Improving Undergraduate Science Education Students’ Argumentation Skills through Debates on Socioscientific Issues

M. Martini, W. Widodo, A. Qosyim, M. A. Mahdiannur, B. Jatmiko


This research aims to examine undergraduate students’ argumentation skills during and after the learning process in the classroom setting and their responses toward the implementation of socioscientific issues (SSI) through debate in the learning process. This research involved 32 undergraduate students and implemented design-based research with pretest and posttest in a natural classroom setting using three topics of SSI debate that widely discussed in Indonesia: Nuclear Powerplant (Topic 1), Food Preservation (Topic 2), and Genetically Modified Organism (Topic 3). Data was collected using observation sheets, tests, and questionnaires. Observation is to measure argumentation ability when applying the debate method in class settings, the test measures the improvement of argumentation skills, and questionnaires measure students’ responses to the application of the debate method.

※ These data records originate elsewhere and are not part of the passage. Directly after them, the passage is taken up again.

PR #266, opened 2018-06-07
Improve performance

gbenhaim:
#### Pre pull container images on All VMs
- Pulling the containers in parallel should reduce runtime.

- Also, use Ansible "free" strategy plugin, which allows each host to run
  until the end of the play without waiting for the other hosts.

- Remove pre/post tasks, we don't use it.

#### Generate tests on the localhost
- It will be faster.

- It won't fill the master's root partition.

### DIFF
--- a/automation/check-patch.mounts
+++ b/automation/check-patch.mounts
@@ -2,3 +2,4 @@
 /var/lib/libvirt/boot
 /var/lib/lago
 /dev/shm
+/var/run/docker.sock:/var/run/docker.sock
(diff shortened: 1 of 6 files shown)


gbenhaim:
@dcritch How do you install Openshift and how much time does it take you?
I really want to reduce the time of the automation.

dcritch:
@gbenhaim I install via running openshift-ansible directly.

I took another look at this, and I'm wondering how does it effect cri-o folks. I've enabled cri-o on my last couple of rebuilds. I don't think a 'docker pull' helps. cri-o seems to do something else to get images, but it wasn't 100% clear to me as to how.

gbenhaim:
@dcritch We currently don't run with CRIO, if and when we decide to use also CRIO, this optimization can be adjusted.

PR #267, opened 2018-06-08
Remove temporary selinux playbook

rthallisey:


rthallisey:
```playbooks/cluster/openshift/config.yml``` is different.  That's needed for deploying in CI.

PR #272, opened 2018-06-10
Enable pipelining in ansible.cfg

gbenhaim:
Will reduce the number of SSH operations, thus improve
performance.


gbenhaim:
Reduce ~10 minutes!

Issue #239, opened 2018-05-27
kubevirt.yml playbook should not be hardcoded localhost


shiywang:
like storage.yml playbook change here: https://github.com/kubevirt/kubevirt-ansible/pull/173
shouldn't we keep consistency, and make host also to be master[0] or sth ?

@lukas-bednar @alexxa

shiywang:
similar to https://github.com/kubevirt/kubevirt-ansible/issues/195

lukas-bednar:
@shiywang  Actually there is localhost by design of APBs, this playbook is supposed to be executed inside of [APB container](https://github.com/ansibleplaybookbundle/ansible-playbook-bundle/blob/master/docs/design.md).

We have PR about it with some discussion going around https://github.com/kubevirt/kubevirt-ansible/pull/193#pullrequestreview-112213308

Please feel free to address your points there! Thank you.

dcritch:
Confirmed that this is addressed in PR [193](https://github.com/kubevirt/kubevirt-ansible/pull/193/)

nellyc:
@dcritch can we close this one?

dcritch:
@nellyc yup

Issue #195, opened 2018-04-13
Optimize cdi playbook


qwang1:
Hi there,
Considering situations like HA cluster, multi-node cluster, and ansible host is not one master, so I think the following modification would be better. These change can provision/deprovision CDI successfully on my cluster as well.
```
# cat kubevirt-ansible/playbooks/cdi.yml
- hosts: localhost ---> masters[0]
connection: local ---> comment it # connection: local
```

dcritch:
This will be fixed with PR [193](https://github.com/kubevirt/kubevirt-ansible/pull/193/)

PR #282, opened 2018-06-12
Targeting proper host groups in playbooks

dcritch:
This change will narrow the scope of playbook runs to the relevant
nodes in an inventory, rather than the more broad 'all'.

This addresses issues #188, #86, #195 and #239

Made a mess of the last one [0], so starting fresh 

[0]: https://github.com/kubevirt/kubevirt-ansible/pull/193


playbooks/cluster/openshift/config.yml
```diff
@@ -1,5 +1,5 @@
 ---
-- hosts: all
+- hosts: nodes
```
gbenhaim: Should be nodes and masters (they are part of the `OSEv3` group)

playbooks/cluster/openshift/config.yml
```diff
@@ -82,7 +82,7 @@
 
 - import_playbook: "{{ openshift_ansible_dir }}/playbooks/prerequisites.yml"
 
-- hosts: all
+- hosts: nodes
```
gbenhaim: Should be nodes and masters (they are part of the `OSEv3` group)

playbooks/provider/lago/config.yml
```diff
@@ -52,7 +52,7 @@
     - name: Start Lago env
       command: lago --workdir "{{ prefix }}" start
 
-- hosts: all
+- hosts: nodes
```
gbenhaim: Should be all the VMs that lago creates, you can keep it as it is.
In ansible 2.5.3, the `all` pattern doesn't include the local host:

```
 > ansible -i /dev/null --list-hosts "all"
 [WARNING]: provided hosts list is empty, only localhost is available. Note that the implicit localhost does not match 'all'

  hosts (0):
```

playbooks/cluster/openshift/config.yml
dcritch: all masters are nodes

playbooks/cluster/openshift/config.yml
dcritch: all masters are nodes

playbooks/provider/lago/config.yml
dcritch: no sweat... reverting that bit

playbooks/cluster/openshift/config.yml
dcritch: I can still change them to 'masters nodes' to be more clear if you like though

playbooks/cluster/openshift/config.yml
lukas-bednar: I believe, it is not correct assumption, you can have separate master without being in `nodes` hostgroup. Please correct me if I am wrong.

dcritch: AFAIK, all masters are in the nodes group so they can share the SDN but I can't find the original source. The table from the advanced install puts the master(s) in the `nodes` group in all scenarios though.

https://docs.openshift.com/container-platform/3.9/install_config/install/advanced_install.html#adv-install-example-inventory-files

playbooks/cluster/openshift/config.yml
gbenhaim: > I can still change them to 'masters nodes' to be more clear if you like though

it will be a good solution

In this study, argumentation scores were obtained from six indicators and divided by a maximum score of 24 times 100. Normalized gain (N-gain) was calculated to determine the effectiveness of the intervention in the classroom. T-test was also conducted to test the significance of the differences in the pretest and posttest results on argumentation skills.  The results obtained in this study are: the argumentation skills score during the learning process for six groups were 95, 80.6, 90.3, 95, 83.3, and 77.5; the mean score of pretest and posttest were 52.22 ± 6.62 and 85.78 ± 4.72. The consistency of opinions shows the change from “agree” to “disagree” for Topics 1 and 3. The undergraduate students agree and consistently agree toward Topic 2. The paired t-test result also shows that the intervention statistically has a significant difference between the two means, indicating that the undergraduate students’ argumentation skills are better than before the intervention. Otherwise, most of the undergraduate students respond positively toward the implementation of the debate related to SSI. Despite some limitations, the debate on SSI can improve argumentation skills in classroom settings, especially in science education majors.